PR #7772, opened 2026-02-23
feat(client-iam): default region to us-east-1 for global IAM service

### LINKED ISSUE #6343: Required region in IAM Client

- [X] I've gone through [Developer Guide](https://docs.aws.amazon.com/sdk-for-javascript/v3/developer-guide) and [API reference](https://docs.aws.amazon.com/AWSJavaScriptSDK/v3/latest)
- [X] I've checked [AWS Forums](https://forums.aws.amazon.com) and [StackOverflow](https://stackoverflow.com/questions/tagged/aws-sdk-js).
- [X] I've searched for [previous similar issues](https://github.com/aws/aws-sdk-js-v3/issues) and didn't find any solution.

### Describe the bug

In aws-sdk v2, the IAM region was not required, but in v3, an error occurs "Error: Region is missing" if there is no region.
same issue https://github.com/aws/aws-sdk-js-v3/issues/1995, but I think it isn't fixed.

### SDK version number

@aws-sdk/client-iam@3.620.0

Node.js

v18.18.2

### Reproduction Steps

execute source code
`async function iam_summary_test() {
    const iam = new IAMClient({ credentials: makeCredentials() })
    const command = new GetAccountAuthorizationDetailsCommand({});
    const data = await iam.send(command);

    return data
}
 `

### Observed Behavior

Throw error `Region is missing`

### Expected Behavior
==
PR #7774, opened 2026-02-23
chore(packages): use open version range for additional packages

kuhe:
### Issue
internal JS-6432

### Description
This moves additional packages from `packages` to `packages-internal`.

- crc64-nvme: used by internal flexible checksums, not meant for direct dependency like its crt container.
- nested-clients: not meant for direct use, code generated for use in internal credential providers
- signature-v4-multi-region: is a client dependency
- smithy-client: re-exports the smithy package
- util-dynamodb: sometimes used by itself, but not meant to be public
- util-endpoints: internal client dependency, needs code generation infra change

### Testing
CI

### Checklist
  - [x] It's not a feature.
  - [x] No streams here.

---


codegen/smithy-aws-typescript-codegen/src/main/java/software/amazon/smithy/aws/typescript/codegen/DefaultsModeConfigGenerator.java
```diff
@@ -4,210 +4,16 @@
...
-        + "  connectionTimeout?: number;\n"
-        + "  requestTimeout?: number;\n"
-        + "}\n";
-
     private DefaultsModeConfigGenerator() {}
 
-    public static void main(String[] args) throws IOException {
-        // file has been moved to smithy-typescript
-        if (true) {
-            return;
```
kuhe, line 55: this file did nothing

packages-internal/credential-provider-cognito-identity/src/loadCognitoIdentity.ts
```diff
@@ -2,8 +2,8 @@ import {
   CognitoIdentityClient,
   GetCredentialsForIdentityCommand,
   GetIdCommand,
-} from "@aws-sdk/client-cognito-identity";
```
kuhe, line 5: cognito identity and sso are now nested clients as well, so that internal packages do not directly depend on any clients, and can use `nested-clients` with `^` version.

• _To do_
Reproduce verbatim only the segment of the listing bounded by the line containing "- [X] I've searched" and the line containing "In aws-sdk v2, the", with both boundary lines included.

• _Response box_
- [X] I've searched for [previous similar issues](https://github.com/aws/aws-sdk-js-v3/issues) and didn't find any solution.

### Describe the bug

In aws-sdk v2, the IAM region was not required, but in v3, an error occurs "Error: Region is missing" if there is no region.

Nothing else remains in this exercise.